Scottish football league

The Tayside Junior Football League, originally called the Midlands League, was a football league competition operated in Tayside under the Scottish Junior Football Association which operated as the top league in the territory from 1969 until a merger in 2002; it existed for a further four years as a second-tier league before the name was discontinued in 2006.

==History==
Junior football had been played in the region since the 1890s, but it was not until a restructuring across Scotland in the late 1960s that all teams in the territory were brought together under one umbrella - previously they had been competing in the local leagues in Angus, Perthshire and Dundee, though the membership of these was not always rigidly dependent on geography, and another Midland League also existed from the 1920s to the 1940s involving clubs from all three territories. Due to predicted difficulties in arranging the new format, an extra year was requested for its completion by the local committees, and the Midland (Tayside) leagues began in 1969, a year after the rest of Scotland (the North was the only other of the six new regions which required more than minor adjustment to its structure).

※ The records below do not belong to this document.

Issue #4331, opened 2026-09-20
Survival marginal-slope K ≥ 2 fits on a finite joint law still depend on each score's units (remainder of gam#3477)


SauersML:
PR #3503 fixes gam#3477 for a single score. With K=1, a survival marginal-slope fit on an uncalibrated finite law (global or local-empirical) now solves in the score's weighted standard units.

K ≥ 2 fits still use each score in its raw units:

- In `fit_entry.rs`, `standard_units` is `None` whenever `spec.z.ncols() != 1`.
- The saved contract stores a single scalar `latent_z_normalization`.
- `build_joint_marginal_slope_predict_context` refuses any normalisation that is not the identity.

So rescaling one score (for example, cm to m) in a K ≥ 2 fit on a finite joint law changes the fitted model, not just its parameterisation.

**What the fix needs**
- A per-score normalisation stored in the saved joint latent law, used at both fit and predict time.
- Atom maps and slope-offset maps for each axis.
- ReSolve hint scaling for each score.

**Acceptance:** a K ≥ 2 version of `survival_acceptance::finite_law_score_units_3477`, where rescaling any single score leaves the predictions and fitted slopes (after back-transforming to that score's units) equal to machine precision.

Related: #2949 (the joint latent law for K ≥ 2 is a different problem) and #2938.

SauersML:
Claimed by wave8 session (claude/fix-4331-k-score-units); draft PR incoming.

---
_Generated by [Claude Code](https://claude.ai/code)_

SauersML:
Status from the gam-fb landing session (2026-09-21), what is done and what still blocks this:

An open pull request is already in flight for this issue: PR #4490, "Survival marginal-slope: solve every joint-law score in its own units (#4331)".

No files written. Per the lead's instruction, an issue with an open PR is left to that PR.
Checked with `gh pr list --state open --search "4331"` at origin/main 5496c6585eba11f540046ec838d776582874f8c8 on 2026-09-21.

SauersML:
Status from the gam-fb landing session (2026-09-21), what is done and what still blocks this:

The K >= 2 per-score unit maps landed with PR #4490; every item the issue asks for is on main

WHAT FIXED IT. `f97deaf670`, "survival marginal-slope: solve every joint-law score in its
own units (#4331)", merged from PR #4490 at 2026-09-21T11:27Z and present at this base. The
issue's three requirements, each against the code at this base:

[...]

PR #3503, opened 2026-09-20
Survival marginal-slope: solve a finite latent law in the score's standard units (#3477)

SauersML:
Fixes #3477

This builds on #3476 (merged), which fixed #3231 for BMS. That fix did not reach the survival marginal-slope family.

## What was wrong
On a finite latent law `{u_k, w_k}`, the anchor `Σ_k w_k Φ(a + b·u_k) = Φ(q)`, with `η = q·c(g) + g·z`, does not change under `z → (z−m)/s`, `u_k → (u_k−m)/s`, `g → g·s`. The row intercept absorbs the shift. So a score recorded as `C + D·z` is the same model as `z`.

The survival marginal-slope fit ignored this. It solved the global-empirical and local-empirical laws on the raw score. A polygenic-score SD of 4.51e-4 (gnomon#2402) put the slope coefficient near `b/D ≈ 2e3`, so every outer seed sat on a scale that the units set.

## Fix (`survival/marginal_slope/fit_entry.rs`, `survival/predict.rs`)
- **Units.** A K=1 fit on an uncalibrated finite law solves in the score's weighted standard units, using `finite_law_in_standard_units` from #3476, now `pub(crate)`.
  - The saved `latent_z_normalization` combines both maps: `mean' = mean + sd·m` and `sd' = sd·s`.
  - `slope_offset` is scaled by the saved sd, at fit and at predict.
- **Declared-law compression.** The certificate reads `observed_slope / s`.
- **ReSolve slope hints.** Hints are carried between score axes by `s_to/s_from`:
  - closed-form arms go from `(0,1)` to the fit units;
  - moving-law arms map through `MovingLawCandidates::score_axis`;
  - on the ζ axis the hint is dropped.
- **Test update.** The `declared_latent_law_2923` helper now reads the slope on the raw axis: `(row·β + offset)/score_sd`, with grid nodes at `mean + sd·u`.
- **Not changed:** K≥2 fits still use the scores as given. A single scalar map does not standardize a multi-score law, so this stays open under #3477.

## Test
`survival_acceptance::finite_law_score_units_3477` draws one frame (N=500, with the score mean moving on x) twice, as `z` and as `0.013 + 4.51e-4·z`, and fits both with `latent_measure = "global-empirical"`. It asserts:
- the saved sd ratio and location agree to `N·ε`;
- `max|Δβ| ≤ √ε·scale`;
- `|Δll| ≤ √ε·|ll|`;
- `max|ΔS| ≤ √ε` for the predicted survival.

[...]

Issue #3477, opened 2026-09-20
Survival marginal-slope fits on a finite latent law depend on the score's units (survival counterpart of gam#3231)


SauersML:
## What is wrong
gam#3231 (PR #3476) makes a Bernoulli marginal-slope fit on a finite latent law (global-empirical / local-empirical) independent of the score's units. It does this by solving the law in the score's weighted standard units. The survival marginal-slope family still takes the score as given.

- `row_math.rs:1956` standardizes each score column with `standardize_latent_z_with_policy(&input, weights, context, policy)`.
- The default policy is `LatentZNormalizationMode::Frozen { mean: 0.0, sd: 1.0 }` (`latent_measure.rs:632`). The module doc (`latent_measure.rs:9-11`) says this transform "is the identity: it checked, it warned, and it passed z through unchanged".
- So a survival fit whose score is recorded as `C + D·z` (gnomon#2402's raw PGS has D = 4.51e-4) has slope coefficients near `b/D`, and its outer seeds sit on a scale the units set.

On a finite law `{u_k, w_k}` the anchor is unchanged under `z → (z−m)/s`, `u_k → (u_k−m)/s`, `b → b·s`, `a → a + b·m`. So the same frame in other units is the same model, as argued in gam#3231.

## Reproducer (recipe; not run)
Use `crates/gam-models/tests/suite/bms_finite_law_score_units_3231.rs` from PR #3476, with a survival family instead of `bernoulli-marginal-slope`:
- the same draw with the score mean moving on x;
- event times from the survival marginal-slope model;
- `latent_measure = "global-empirical"`;
- fit once on `z` and once on `0.013 + 4.51e-4·z`.

Compare the log-likelihood, max |Δβ| and predicted survival.

- Expected: agreement to the fit's convergence (√ε), as the Bernoulli family now shows (Δβ 2.5e-14, Δll 5.7e-14, Δp 7.2e-16).
- On the Bernoulli family before #3476 the gap was Δβ 1.5e2, and on gnomon#2402's frame the raw-units fit refused at startup.

## Expected fix
The same fix as #3476:
- solve a finite (empirical) law on the score's weighted standard units (`weighted_location_scale`);
- compose the saved `latent_z_normalization` with those units;
- scale any slope offset by the saved sd at fit and at predict.

The standard-normal closed form keeps the score as given, because there the score's scale is part of the model.

Found while fixing gam#3231.

SauersML:
[...]

PR #4490, opened 2026-09-20
Survival marginal-slope: solve every joint-law score in its own units (#4331)

SauersML:
Fixes #4331

This is stacked on #3503 (#3477, K=1). Once #3503 merges, this PR is retargeted to `main`.

## What was wrong
A K ≥ 2 survival marginal-slope fit anchored on the joint law of its score vector read every score in the units it was recorded in. Only score 0's map was ever kept: `standardize_latent_z_matrix_with_policy` dropped the maps of columns `1..`. The save path therefore refused any K ≥ 2 model whose scores were not already standardised, and prediction required the identity normalisation.

A score recorded as `C + D·z` gave a different fit from `z`. With `D = 4.51e-4` (a polygenic-score SD), the per-score slope coefficient sat near `b/D`.

## Math
The joint-law anchor reads the drive `Σ_j g_j z_j` on the empirical joint law of the K columns. The identity is

`Σ_j g_j z_j = Σ_j (g_j s_j)·(z_j − m_j)/s_j + Σ_j g_j m_j`

so each coordinate's affine units are a coordinate choice on their own. The constant `Σ_j g_j m_j` is absorbed by the row intercept, which the anchor `Σ_k w_k Φ(a + b·u_k) = Φ(q)` solves for, and slope `j` scales by `s_j`.

The fit therefore solves every uncalibrated coordinate in its own weighted standard units `(m_j, s_j)`, from `weighted_location_scale`. This includes a coordinate whose own gate kept the Gaussian label, because the joint law replaces the per-score labels.

- **Offsets.** A raw slope offset `o` on score `j` is the standardised-axis offset `s_j·o`. Each per-score channel therefore gets its own offset column, `s_j·o + b₀`, through the new `SlopeTopology::materialize_identity_with_channel_offsets`. `materialize_with_design` now takes an `n × K` offset matrix and validates its width.
- **Persistence.** `SurvivalJointLatentLaw` now records `score_location[j]` and `score_scale[j]`. These are the composition of the policy map with the fit map: `mean' = mean + sd·m_j` and `sd' = sd·s_j`. `validate` checks them.
  - The scalar `latent_z_normalization` stays score 0's map, and the replay validator requires the two to agree.
  - The K ≥ 2 save refusal is removed.
- **Prediction.** `build_joint_marginal_slope_predict_context` reads each new score as `law.standardized_score(j, z) = (z − m_j)/s_j`. It applies `s_j·o` to channel `j`, the same factor the fit used.
- **ReSolve hints.** The closed form reads the scores raw, so `slope_hint_onto_score_units` scales each per-score coefficient range by its own `s_j`. A shared channel over K ≥ 2 scores reads one slope on the drive, which a different factor per score cannot carry, so it starts afresh.
- **Not changed.** A K ≥ 2 Gaussian closed form keeps its scores as given, because it states `z ~ N(0, I)` in those units. Moving laws and ALO replay remain K = 1 only.

## Tests
- **New: `survival_acceptance::finite_law_score_units_4331`.** It uses N = 600 and K = 2 with a global-empirical joint law, and fits the same frame twice: once with z₁ as given, and once with z₁ recorded as `0.013 + 4.51e-4·z₁`. It asserts:
  - the score-0 map is identical in both fits;
  - the score-1 scale ratio is `4.51e-4` to `N·ε`, and its location matches;
  - the scalar map equals the law's score-0 map;
  - the coefficients agree after rescaling, within `√ε·scale`;
  - the log-likelihood agrees within `√ε·|ll|`;
  - the predicted survival agrees within `√ε`.
- **Updated: `joint_latent_law_2929`.** The replay drive is now `Σ_i std_slope_i·(z_i − loc_i)/scale_i`, read from the persisted units. The reported raw-unit slopes are `std_slope/scale`.
- **Unit test: `slope_layout::distinct_channel_offsets_reach_their_own_channels`.**

---


SauersML:
Landing note (gam-fb, 2026-09-21): merged into main by a two-parent merge, ad57c800ac23.

PR #4499, opened 2026-09-20
Adapt the NUTS metric by the warmup's own shrinkage; drop the hand-set weights and the dim=50 switch (#3263)

### LINKED ISSUE #3263: NUTS sampler tuning is hand-set: target-accept clamp [0.90|0.92, 0.95] and hand mass-matrix shrinkage 0.10–0.18 split at dim=50 (hmc_io.rs)

SauersML:
Fixes #3263. #3370 already removed the target-accept clamp. This PR handles the other half: the hand-set metric shrinkage and the `HIGH_DIM_THRESHOLD` switch.

## What changes

- **general-mcmc pin moves adc78bb → c6e415d.** That revision's open warmup computes each window's metric from the draws:
  - It shrinks the log variances toward the identity, which is the correct target in the Laplace-whitened space, using the window's plug-in James–Stein intensity.
  - It weights each variance's error by the ESS of the squared deviations, so shrinkage is strong when warmup is short or noisy and fades as the estimate gets precise.
  - It measures the step-size window against the settled dual-averaging mean, and adapts the covariance as the inverse mass.
  - It no longer reads the caller's fixed `regularize`.
- **Deleted from `hmc_io.rs`:** `HIGH_DIM_THRESHOLD` and the four `MASS_REGULARIZE_*` / `SURVIVAL_MASS_REGULARIZE_*` weights (0.10 / 0.14 / 0.12 / 0.18).
- **One config instead of two.** `robust_mass_matrix_config` and `robust_survival_mass_matrix_config` differed only in those weights. They are now one `open_warmup_mass_matrix_config`, which every whitened NUTS run builds itself, and the `mass_cfg` plumbing is gone.
- **Stale note removed.** The `NUTS_TARGET_ACCEPT` note said targets ≥ 0.98 never end warmup; c6e415d fixed that.

## Tests

- The #3090 test `mass_matrix_configs_floor_by_regularization_not_jitter_3090` asserted that the deleted weights were a positive floor, so its premise is gone. It is replaced by `open_warmup_metric_samples_a_hundred_coordinate_unit_gaussian_3263`, which runs `run_whitened_nuts_samples` on a 100-coordinate unit Gaussian and checks two things:
  - warmup ends;
  - every coordinate's mean and variance lie within five Monte Carlo standard errors.
- Local results, after merging origin/main at 7c825599:
  - `cargo check --workspace --tests` is clean. The only warning is the `IxDyn` import in gam-pyffi, which is already on main.
  - gam-inference lib: 199 of 199 pass.
- `scripts/source_removal_guard.py --base origin/main`: verified, 8 guarded removals, acknowledged in `docs/source-removal-changes.json`.
- `scripts/public_api_census.py --base origin/main`: integrity verified, with no public function change.
- `scripts/ban_scanner.sh`: no new hit from this PR. The one new hit it reports, `gam-models/src/survival/predict.rs:4864` [roundoff], is already on main and is not in this diff.

https://claude.ai/code/session_01NhzcgxBoVfScAoxjFP1SYi

---
_Generated by [Claude Code](https://claude.ai/code/session_01NhzcgxBoVfScAoxjFP1SYi)_


SauersML:
Closing this as superseded. f978f1d0 on main already makes the same change:
- the c6e415d pin;
- `HIGH_DIM_THRESHOLD` and the four `*MASS_REGULARIZE_*` weights deleted;
- one `nuts_mass_matrix_config` at both call sites;
- the `NUTS_TARGET_ACCEPT` note corrected.

The only thing here that main lacks is `open_warmup_metric_samples_a_hundred_coordinate_unit_gaussian_3263`. It runs `run_whitened_nuts_samples` end to end on a 100-coordinate unit Gaussian and checks that warmup ends and that every coordinate's mean and variance are within 5 Monte Carlo SEs. Main's `mass_matrix_config_leaves_shrinkage_to_each_warmup_window_3263` checks only the config fields. If that end-to-end check is wanted, it can be a small test-only PR against current main.

---

PR #4500, opened 2026-09-20
tests/gam-sae #2691: ARD precision ladder asserts its anchors unconditionally

### LINKED ISSUE #4497: tests/gam-sae #2691: ARD precision ladder never asserts — exp(ln 1e-3) > 1e-3 and exp(ln 1e9) < 1e9 so anchor finds return None; refused rungs skipped
## Defect

`crates/gam-sae/src/manifold/tests_chart_collapse_2691.rs`, `zz_2691_ard_precision_ladder_collapses_the_chart` (origin/main 08628afb3), asserts nothing, for two reasons.

**1. The anchor lookup can never match.** Rungs store `log_ard.exp()` for `log_ard` in `[ln 1e-3, …, ln 1e9]`, and the only assertions sit inside

```rust
if let (Some(low), Some(high)) = (
    rungs.iter().find(|(alpha, _, _)| *alpha <= 1.0e-3),
    rungs.iter().find(|(alpha, _, _)| *alpha >= 1.0e9),
) { assert!(..); assert!(..); }
```

But in IEEE-754 double (glibc libm, and Rust's `f64::exp`/`ln` with it):

```
exp(ln(1e-3)) = 0.0010000000000000002   (> 1e-3)
exp(ln(1e9))  = 999999999.9999993       (< 1e9)
```

so both `find`s return `None`, the `if let` never matches, and the test passes with **zero assertions executed**, whatever the chart does.

**2. Refused rungs are silently dropped.** `if let Err(error) = fit { eprintln!(..); continue; }`, so even with working anchors, a refusal at either end rung would also skip the assertion. SPEC: "XFAIL pattern on tests is never allowed. A failing test should always indicate problematic behavior."

(The assertion messages also contain run-on whitespace from a lost `\` continuation.)

## Fix

* Address the anchors by ladder position (`rungs.first()` / `rungs.last()`) after `assert_eq!(rungs.len(), ladder.len())`, with a comment explaining the round-trip.
* Make an inner refusal at any rung a test failure (`unwrap_or_else(|e| panic!(..))`). The fixture is the same perfectly recoverable circle cloud at every rung, and the #2691 degenerate-chart refusal lives at the production entry (`fit_entry.rs`, `SaeFitError::DegenerateChart`), not in `run_joint_fit_arrow_schur`.
* Keep both mechanism assertions unconditional (`low` circular variance > 0.5; `high` circular variance < 1e-6 and ≤ 1 resolved chart point), and fix their messages.

SauersML:
Fixes #4497

`zz_2691_ard_precision_ladder_collapses_the_chart` executed zero assertions for two reasons:
- Its anchors were found with `alpha <= 1e-3` / `alpha >= 1e9` on `log_ard.exp()`. Because `exp(ln 1e-3) = 0.0010000000000000002` and `exp(ln 1e9) = 999999999.9999993`, both `find`s returned `None` and the guarded `if let` never ran.
- A refused rung was also skipped with `continue`.

This PR:
- Requires every rung to fit (`unwrap_or_else(|e| panic!(..))`) and asserts `rungs.len() == ladder.len()`.
- Addresses the anchors positionally (`first()` / `last()`) and documents the round-trip.
- Makes both mechanism assertions unconditional: low-precision circular variance > 0.5, and high-precision circular variance < 1e-6 with at most 1 resolved chart point.
- Fixes the assertion-message whitespace.

Validation: CI plus focused-rust-proof (gam-sae lib, filter `zz_2691_ard_precision_ladder_collapses_the_chart`, key HN-50-4497-1).

---


SauersML:
Landing note (gam-fb, 2026-09-21): merged into main by a two-parent merge, e379760251eb.

PR #4503, opened 2026-09-20
tests/identifiability: derived two-sided size gate for the kappa flatness test

### LINKED ISSUE #4501: tests/identifiability: kappa flatness SIZE gate allows 4/9 rejections (underived reps/2) and is one-sided
## Defect

`tests/identifiability/misc/constant_curvature_kappa_coverage_sims.rs`, `flatness_test_holds_size_across_flat_replicates` (origin/main 08628afb3, line 575):

```rust
// Allow a strict minority (≤ reps/2) to absorb the small-R binomial tail ...
assert!(rejections <= reps / 2, ...);
```

With `REPLICATE_COUNT = 9` this allows **4 of 9** false rejections at α = 0.05. The bar is not derived. The same file derives `MAX_MISSES = 2` for n = 9 from the exact binomial (its own table: "the smallest `k` holding false alarm ≤ 1%"), and applies it to every coverage gate *except* this one. Exact `Binomial(9, p)` pass probabilities:

| true size p | P(pass) at `≤ reps/2` (4) | P(pass) at `≤ MAX_MISSES` (2) |
|---|---|---|
| 0.05 (correct) | 1.0000 | 0.9916 |
| 0.10 | 0.9991 | 0.9470 |
| 0.20 | 0.9804 | 0.7382 |
| 0.30 | 0.9012 | 0.4628 |

So the current gate passes a test whose true size is 4× nominal 98% of the time, and 6× nominal 90% of the time. It cannot see size inflation.

The gate is also **one-sided**. A rejection count only catches anti-conservative behaviour. A flatness LR whose p-values pile up near 1 (a deflated statistic, a wrong reference distribution, a profile that never leaves κ̂ = 0) rejects nothing and passes, even though "conservative is a bug just like anti-conservative". The per-replicate p-values are already collected (`pvals`) but only printed.

## Fix

* `rejections <= MAX_MISSES`, with the binomial derivation in the comment (false alarm 0.84% on a correctly sized test).
* Add a two-sided calibration gate on the collected p-values. Under the null an interior χ²₁ p-value is Uniform(0,1), so `mean(p)` has mean 1/2 and sd `sqrt(1/(12·R))` (0.0962 at R = 9). Assert `|mean(p) − 1/2| ≤ 4·sqrt(1/(12·R))`, i.e. mean p ∈ [0.115, 0.885]. The exact Irwin–Hall tail makes the false alarm ≈ 7.5e-6. This fails a test whose p-values are pinned at either end.

If the tightened gates fail on main, the flatness test is mis-sized, and that is a code bug to fix, not a bar to relax.

SauersML:
Fixes #4501

`flatness_test_holds_size_across_flat_replicates` allowed `reps/2` (4 of 9) false rejections at α = 0.05. It would pass a test whose true size is 4× nominal 98% of the time. It was also one-sided, so a conservative LR (p-values pinned near 1) passed silently.

This PR:
- `rejections <= MAX_MISSES` (= 2 for R = 9). This is the file's own exact-binomial derivation, P(fail | correct size) = 0.84%.
- Adds a two-sided calibration gate on the already-collected p-values: `|mean(p) - 1/2| <= 4 * sqrt(1/(12 R))`, i.e. mean p in [0.115, 0.885] at R = 9. It follows from Uniform(0,1) null p-values; the Irwin–Hall false alarm is about 7.5e-6.

Validation: CI plus focused-rust-proof (gam integration, binary `identifiability`, filter `flatness_test_holds_size_across_flat_replicates`, key HN-50-4501-1).

---


SauersML:
Landing note (gam-fb, 2026-09-21): merged into main by a two-parent merge, da7ea3752982.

With titles having been shared between clubs from Perthshire and Dundee (the sole Angus champions in 1974 being Kirrie Thistle), the league's balance altered dramatically in 1990 when Tayport joined the setup; their base was actually in the far north of Fife but they were permitted to join the Tayside league as they were closer to many of its teams via the Tay Road Bridge. The Port almost immediately began to dominate and did not finish outside the top two places from 1991 until 2002, when the Tayside leagues were merged with the Fife League and the East (Lothians) league to form a new Scottish Junior Football Association, East Region Superleague. Despite the challenge of facing the strongest clubs from these other two areas, Tayport continued to be among the leading teams for the first six years; Dundee side Lochee United also finished as East Region champions twice in that period. Tayside's setup was retained as a feeder division to the Superleague along with the other historic districts until 2006, when they were fully integrated into the East Region; Tayside's section (minus the Perthshire teams which were placed with the Fife sides) became the North Division below the Super League and a new Premier Division.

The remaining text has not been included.